Uiteindelijk wordt, als bij primitieve stammen, de natuur bezield, is er sprake van ‘beuken met vlezig gespierde stammen’ en ‘morrend struikgewas’; mensen zijn ‘van levend hout, gebakken klei, van lillend, met bloed doordrenkt vlees’. Maar in de wereld van algehele commercialisering, snelverkeer en wolkenkrabbers die Mik oproept, heeft de ziel het hard te verduren. Citroens afrekening met zijn vader is in feite een worsteling met Vader Tijd.

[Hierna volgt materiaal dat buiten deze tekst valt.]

PR #1203, opened 2021-05-02
mypy strict compliant

nathanrpage97:
## Type of changes

- [ ] Bug fix
- [ ] New feature
- [ ] Tests
- [x] Other

## Checklist

## Description

This is a first draft of implementing Mypy strict. I tried to minimize using `type:ignore`, `casts`, and `Any` features. Let me know what you think.

### DIFF
--- a/rich/__main__.py
+++ b/rich/__main__.py
@@ -1,10 +1,17 @@
 import colorsys
 import io
 from time import process_time
+from typing import Any
 
 from rich import box
 from rich.color import Color
-from rich.console import Console, ConsoleOptions, RenderGroup, RenderResult
+from rich.console import (
+    Console,
+    ConsoleOptions,
+    ConsoleRenderable,
+    RenderGroup,
+    RenderResult,
+)
 from rich.markdown import Markdown
 from rich.measure import Measurement
 from rich.pretty import Pretty
@@ -88,7 +95,7 @@ def make_test_card() -> Table:
         ),
     )
 
-    def comparison(renderable1, renderable2) -> Table:
+    def comparison(renderable1: Any, renderable2: Any) -> Table:
         table = Table(show_header=False, pad_edge=False, box=None, expand=True)
         table.add_column("1", ratio=1)
         table.add_column("2", ratio=1)
--- a/rich/__main__.py
+++ b/rich/__main__.py
@@ -11,6 +11,7 @@ from rich.console import (
     ConsoleRenderable,
     RenderGroup,
     RenderResult,
+    RenderableType,
 )
 from rich.markdown import Markdown
 from rich.measure import Measurement
@@ -95,7 +96,7 @@ def make_test_card() -> Table:
         ),
     )
 
-    def comparison(renderable1: Any, renderable2: Any) -> Table:
+    def comparison(renderable1: RenderableType, renderable2: RenderableType) -> Table:
         table = Table(show_header=False, pad_edge=False, box=None, expand=True)
         table.add_column("1", ratio=1)
         table.add_column("2", ratio=1)
--- a/rich/_emoji_replace.py
+++ b/rich/_emoji_replace.py
@@ -5,11 +5,13 @@ import re
 from ._emoji_codes import EMOJI
 
 
-_EmojiSub = Callable[[Callable[[Match[str]], str], str], str]
+_ReStringMatch = Match[str]  # regex match object
+_ReSubCallable = Callable[[_ReStringMatch], str]  # Callable invoked by re.sub
+_EmojiSubMethod = Callable[[_ReSubCallable, str], str]  # Sub method of a compiled re
 
 
 def _emoji_replace(
-    text: str, _emoji_sub: _EmojiSub = re.compile(r"(:(\S*?):)").sub
+    text: str, _emoji_sub: _EmojiSubMethod = re.compile(r"(:(\S*?):)").sub
 ) -> str:
     """Replace emoji code in text."""
     get_emoji = EMOJI.get
--- a/rich/_emoji_replace.py
+++ b/rich/_emoji_replace.py
@@ -1,11 +1,16 @@
-from typing import Match
+from typing import Callable, Match
 
 import re
 
 from ._emoji_codes import EMOJI
 
 
-def _emoji_replace(text: str, _emoji_sub=re.compile(r"(:(\S*?):)").sub) -> str:
+_EmojiSub = Callable[[Callable[[Match[str]], str], str], str]
+
+
+def _emoji_replace(
+    text: str, _emoji_sub: _EmojiSub = re.compile(r"(:(\S*?):)").sub
+) -> str:
     """Replace emoji code in text."""
     get_emoji = EMOJI.get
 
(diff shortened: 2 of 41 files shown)


rich/__main__.py
```diff
@@ -88,7 +95,7 @@ def make_test_card() -> Table:
         ),
     )
 
-    def comparison(renderable1, renderable2) -> Table:
+    def comparison(renderable1: Any, renderable2: Any) -> Table:
```
willmcgugan, line 98: Should really be `RenderableType` rather than Any.

rich/_emoji_replace.py
```diff
@@ -1,11 +1,16 @@
-from typing import Match
+from typing import Callable, Match
 
 import re
 
 from ._emoji_codes import EMOJI
 
 
-def _emoji_replace(text: str, _emoji_sub=re.compile(r"(:(\S*?):)").sub) -> str:
+_EmojiSub = Callable[[Callable[[Match[str]], str], str], str]
```
willmcgugan, line 8: This was hard to parse in my head, but I double checked it and it's entirely correct. Bravo.

The thing is that readability has been thrown out for the sake of correctness, which I'm no fan of. Could we break this up a bit to make it more readable? Something along these lines:

```python
_ReStringMatch = Match[str]  # regex match object
_ReSubCallable = Callable[[_ReStringMatch], str] # Callable invoked by re.sub
_EmojiSubMethod = Callable[_ReSubCallable, str]. # Sub method of a compiled re
```

rich/_timer.py
```diff
@@ -6,10 +6,11 @@
 from time import time
 
 import contextlib
+from typing import Iterator
 
 
 @contextlib.contextmanager
-def timer(subject: str = "time"):
+def timer(subject: str = "time") -> Iterator[None]:
```
willmcgugan, line 13: I think `typing.Generator` would be more accurate here.

rich/_windows.py
```diff
@@ -18,7 +19,10 @@ class WindowsConsoleFeatures:
     from ctypes import wintypes
     from ctypes import LibraryLoader
 
-    windll = LibraryLoader(ctypes.WinDLL)  # type: ignore
+    if sys.platform == "win32":
```
willmcgugan, line 22: What was this solving

I suspect that if windll is None, it will break on L38.

rich/_windows.py
```diff
@@ -52,8 +56,8 @@ def get_windows_console_features() -> WindowsConsoleFeatures:
         result = _GetConsoleMode(handle, console_mode)
         vt = bool(result and console_mode.value & ENABLE_VIRTUAL_TERMINAL_PROCESSING)
         truecolor = False
-        if vt:
-            win_version = sys.getwindowsversion()  # type: ignore
+        if sys.platform == "win32" and vt:
```
willmcgugan, line 59: Can we get here if we are not on Windows?

rich/console.py
```diff
@@ -294,7 +294,7 @@ def __enter__(self) -> "Capture":
         self._console.begin_capture()
         return self
 
-    def __exit__(self, exc_type, exc_val, exc_tb) -> None:
+    def __exit__(self, exc_type: Any, exc_val: Any, exc_tb: Any) -> None:
```
willmcgugan, line 297: I can never remember the types here, which is why omitted them but let's be accurate since we are --strict.

This is the types, copied from another project. Python2 syntax. 

``` python
    def __exit__(
        self,
        exc_type,  # type: Optional[Type[BaseException]]
        exc_value,  # type: Optional[BaseException]
        traceback,  # type: Optional[TracebackType]
    ):
```

rich/console.py
```diff
@@ -856,7 +858,7 @@ def is_terminal(self) -> bool:
         """
         if self._force_terminal is not None:
             return self._force_terminal
-        isatty = getattr(self.file, "isatty", None)
+        isatty: Optional[Callable[..., bool]] = getattr(self.file, "isatty", None)
```
willmcgugan, line 861: This takes no parameters, so I think the type should be this:

```
Optional[Callable[[], bool]] 
```

rich/containers.py
```diff
@@ -82,8 +84,8 @@ def __getitem__(self, index: int) -> "Text":
     def __getitem__(self, index: slice) -> "Lines":
         ...
 
-    def __getitem__(self, index):
-        return self._lines[index]
+    def __getitem__(self, index: Union[slice, int]) -> Union["Text", "Lines"]:
```
willmcgugan, line 87: I think the return types should be Text or List.

rich/control.py
```diff
@@ -157,7 +157,7 @@ def __rich_console__(
             yield self.segment
 
 
-def strip_control_codes(text: str, _translate_table=_CONTROL_TRANSLATE) -> str:
+def strip_control_codes(text: str, _translate_table: Any = _CONTROL_TRANSLATE) -> str:
```
willmcgugan, line 160: I think that table should be `Dict[int, None]`

rich/markdown.py
```diff
@@ -107,7 +108,7 @@ class Paragraph(TextElement):
     justify: JustifyMethod
 
     @classmethod
-    def create(cls, markdown: "Markdown", node) -> "Paragraph":
+    def create(cls, markdown: "Markdown", node: Any) -> "Paragraph":
```
willmcgugan, line 111: I think node should be "MarkdownElement"

rich/markup.py
```diff
@@ -36,7 +36,12 @@ def markup(self) -> str:
         )
 
 
-def escape(markup: str, _escape=re.compile(r"(\\*)(\[[a-z#\/].*?\])").sub) -> str:
+_EscapeSub = Callable[[Callable[[Match[str]], str], str], str]
```
willmcgugan, line 39: Could also use breaking up in to bite size chunks, for readability sake.

rich/traceback.py
```diff
@@ -47,7 +47,7 @@ def install(
     word_wrap: bool = False,
     show_locals: bool = False,
     indent_guides: bool = True,
-) -> Callable:
+) -> Callable[..., Any]:
```
willmcgugan, line 50: Let's type this. See L72 for the signature.

willmcgugan (changes requested):
Forgive my initial reluctance, but I think this exercise is worthwhile. Mostly requests for extra detail in the typing, and maybe a hypothetical bug in _windows.

nathanrpage97:
Thanks for the feedback, I will work on these changes later this week.

rich/_timer.py
nathanrpage97: https://github.com/python/typeshed/blob/master/stdlib/contextlib.pyi#L25 shows it takes in an iterator.

rich/_windows.py
nathanrpage97: Reverting to old method with a type ignore

willmcgugan:
HI @nathanrpage97 I've created a merge conflict for you. Would you mind fixing that? Is this ready for another review?

I'm going to publish a new version soon, and it would be nice to get this in.

willmcgugan:
Fixed merge conflict. This looks good, thanks!

PR #1217, opened 2021-05-07
Pretty attrs

willmcgugan:
Adds pretty printing support for attrs module.

### DIFF
--- a/rich/pretty.py
+++ b/rich/pretty.py
@@ -11,7 +11,7 @@ from typing import (
     Callable,
     Dict,
     Iterable,
-    List,
+    List,    
     Optional,
     Set,
     Union,
@@ -21,7 +21,7 @@ from typing import (
 try:
     import attr as _attr_module
 except ImportError:  # pragma: no cover
-    _attr_module = None
+    _attr_module = None  # type: ignore
 
 
 def _is_attr_object(obj: Any) -> bool:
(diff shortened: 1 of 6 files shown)


rich/pretty.py
```diff
@@ -500,6 +515,50 @@ def iter_rich_args(rich_args) -> Iterable[Union[Any, Tuple[str, Any]]]:
...
+                            try:
+                                value = getattr(obj, attr.name)
+                            except Exception as error:
+                                # Can happen, albeit rarely
+                                yield (attr.name, error, None)
+                            else:
+                                yield (
+                                    attr.name,
+                                    value,
+                                    attr.repr if callable(attr.repr) else None,
```
hynek, line 546: What exactly does this logic do? `repr` being a callable doesn't mean that you have to call it yourself, it's used by the object's `__repr__`. Or do you use it as a marker, that _you_ shouldn't try to render it?

willmcgugan: Rich will only call `repr` on atomic values. For containers, Rich will take over the rendering of the repr so that it can know how to expand it on to several lines if required.

This logic is so that the custom `repr` will be called if supplied (L551), otherwise it will recurse in to the value (L553), potentially expanding lists and dicts etc. on to several lines.

Does that make sense, or have I misunderstood the purpose of Attribute.repr ?

hynek: No I think you've got it. A truish repr for an attribute means that `attrs` include it in `__repr__` and if it's a callable, it will use that callable to generate said repr instead of calling `repr()` on the value: https://github.com/python-attrs/attrs/blob/8ae2d6f1c3c067c941fd9d212e52972c7d3382cc/src/attr/_make.py#L1855-L1858

PR #1252, opened 2021-05-22
Add Python 3.10 to test matrix

sondrelg:
## Type of changes

- [x] Bug fix

## Checklist

## Description

wip: Just checking that tests pass before finalizing


.github/workflows/pythonpackage.yml
```diff
@@ -8,7 +8,7 @@ jobs:
     strategy:
       matrix:
         os: [windows-latest, ubuntu-latest, macos-latest]
-        python-version: ["3.6", "3.7", "3.8", "3.9"]
+        python-version: ["3.6", "3.7", "3.8", "3.9", "3.10.0-alpha.4"]
```
willmcgugan, line 11: I think there is a beta version now

sondrelg: Yep unfortunately it doesn't seem to have been added to Github's workflows yet 🙂 Tried the beta version [here](https://github.com/willmcgugan/rich/runs/2647076941?check_suite_focus=true) and the workflow raises an error saying `Version 3.10.0b1 with arch x64 not found`. Maybe they have to add them in manually and there's a lag?

For context on the PR, I was hoping to verify that the [install poetry](https://github.com/snok/install-poetry) action now worked well with 3.10, related to [this issue](https://github.com/willmcgugan/rich/issues/1216), and the action looks to install OK in [this run](https://github.com/willmcgugan/rich/runs/2647562295?check_suite_focus=true), but there seems to also be a resolver issue. It does looks fixable though, so I think I'll try and tinker with it a little bit to see if I can get it to work 👍

willmcgugan: Should the beta version not being given as "3.10.0-beta.1" ? It looks like in the workflow it is given as "3.10.0-b1"

I found the list of Python versions [here](https://github.com/actions/python-versions/blob/main/versions-manifest.json)

sondrelg: Nice 👍 Added to the matrix, you're absolutely right

.github/workflows/pythonpackage.yml
```diff
@@ -20,21 +20,25 @@ jobs:
           python-version: ${{ matrix.python-version }}
           architecture: x64
       - name: Install and configure Poetry
-        uses: snok/install-poetry@v1.1.1
+        uses: snok/install-poetry@v1.1.6
         with:
-          version: 1.1.4
-          virtualenvs-create: false
+          version: 1.1.6
```
sondrelg, line 25: This is unintentionally possibly a little confusing. Just to clarify - the `version` parameter here specifies the Poetry version, while the `@1.1.6` specifies the action version. They just happen to be the same.

.github/workflows/pythonpackage.yml
```diff
@@ -20,21 +20,25 @@ jobs:
...
+          virtualenvs-in-project: true
       - name: Install dependencies
         run: poetry install
         if: steps.cached-poetry-dependencies.outputs.cache-hit != 'true'
       - name: Format check with black
-        run: make format-check
+        run: |
+          source $VENV
+          make format-check
```
sondrelg, line 33: Ran into some problems with the old setup, so switched from installing dependencies directly inside the runner environment, to installing dependencies to a venv and activating the venv in consequent steps.

Just for context, instead of `source $VENV`, we *could* have used `source .venv/bin/activate`, but since there's a windows combination in the matrix you would need to introduce conditional steps; on Windows you'd want ~`source .venv/scripts/activate`. 

The `$VENV` environment variable is set inside the `install-poetry` action so upstream workflows don't need to worry about which OS you're on 🙂

willmcgugan:
Thanks!

PR #1274, opened 2021-06-06
add ipython extension for rich

nathanrpage97:
## Type of changes

- [ ] Bug fix
- [x] New feature
- [ ] Tests
- [ ] Other

## Checklist

## Description

I think that we can provide better integration with IPython by creating an extension. This provides a more conventional way of adding functionality to IPython. For now I have kept it rather basic, but later on there could be custom magic commands that could be added.


nathanrpage97:
If you do not want it in the `__init__.py` is to rename `_extension.py` to `ipython.py` and have the user call it via `%load_ext rich.ipython`. This is a common convention I see being used by the IPython community.

willmcgugan:
Thanks!

PR #1288, opened 2021-06-11
Exploratory Contribution: MUD Support (MXP/Pueblo)

volundmush:
I don't expect this Pull Request to pass as-is. It would definitely need a bit more polish for that. But see the description!

Basically, I'm looking for input on whether this SORT of contribution would be desired, before I commit to going further.

Please let me know if it's not; then I might have to fork. I tried to integrate these features via monkey-patching, but it caused a lot of problems.

## Type of changes

- [ ] Bug fix
- [X ] New feature
- [ ] Tests
- [ ] Other

## Checklist

- [X ] I've run the latest [black](https://github.com/psf/black) with default args on new code.

## Description

This patch would add support for MXP (Mud eXtension Protocol) and Pueblo. This required some minor edits to Text, Style, and Console. Because I'm working on a project that relies heavily on Text objects and treating them largely like normal strings, the Text object API was also expanded to handle much more of the Python String API.

Also added the ability to specify BOX type for Traceback printing, because the default one looks terrible in monospace MUD setups.

### DIFF
--- a/rich/console.py
+++ b/rich/console.py
@@ -141,6 +141,12 @@ class ConsoleOptions:
     """Enable markup when rendering strings."""
     height: Optional[int] = None
     """Height available, or None for no height limit."""
+    mxp: Optional[bool] = False
+    """Enable MXP/MUD HTML when printing. For MUDs only."""
+    pueblo: Optional[bool] = False
+    """Enable Pueblo/MUD HTML when printing. For MUDs only."""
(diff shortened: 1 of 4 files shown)


willmcgugan:
You've done some very interesting work there, but MUD support is probably too niche to add to the core library. You are probably better off with a fork of the lib. You could even publish it on Pypy as rich-mud or something.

Een vergeefse strijd, zoals we al in Shakespeares Comedy of errors kunnen lezen: ‘Er is voor een man die door de natuur kaal wordt geen tijd waarop hij weer haar krijgt. [...] de Tijd zelf is kaai en zal daarom tot het einde der tijden kale volgelingen hebben’. Padlina mag zijn klanten dan met een haargroeimiddel gelukkig maken, hij is ook een kleptomaan, die overal wel iets persoonlijks wegneemt. In zijn poging om verhalend - humor en ernst vermengend - in het reine te komen met het onbegrijpelijke, krijgt Yak de zuigkracht van een heden-daagse mythe. Achter de satiricus met zijn groteske scènes schuilt ook hier een verkapte moralist. In De bouwmeester leidde de almachtige economie tot een zinloos bouwsel en bleven de zwerfkinderen in de kou staan. In Yak dient de commercie als bliksemafleider voor de gevoelens van verlies en onmacht die het leven met zich meebrengt. Als een chauffeur vóór een congrescentrum het grote Yak-embleem ziet, gelooft hij dat er gestreden wordt voor een bedreigde diersoort. ‘Don't worry’, antwoordt Citroen, ‘he is more alive than ever’. In Miks wereld is vooral de mens met uitsterven bedreigd.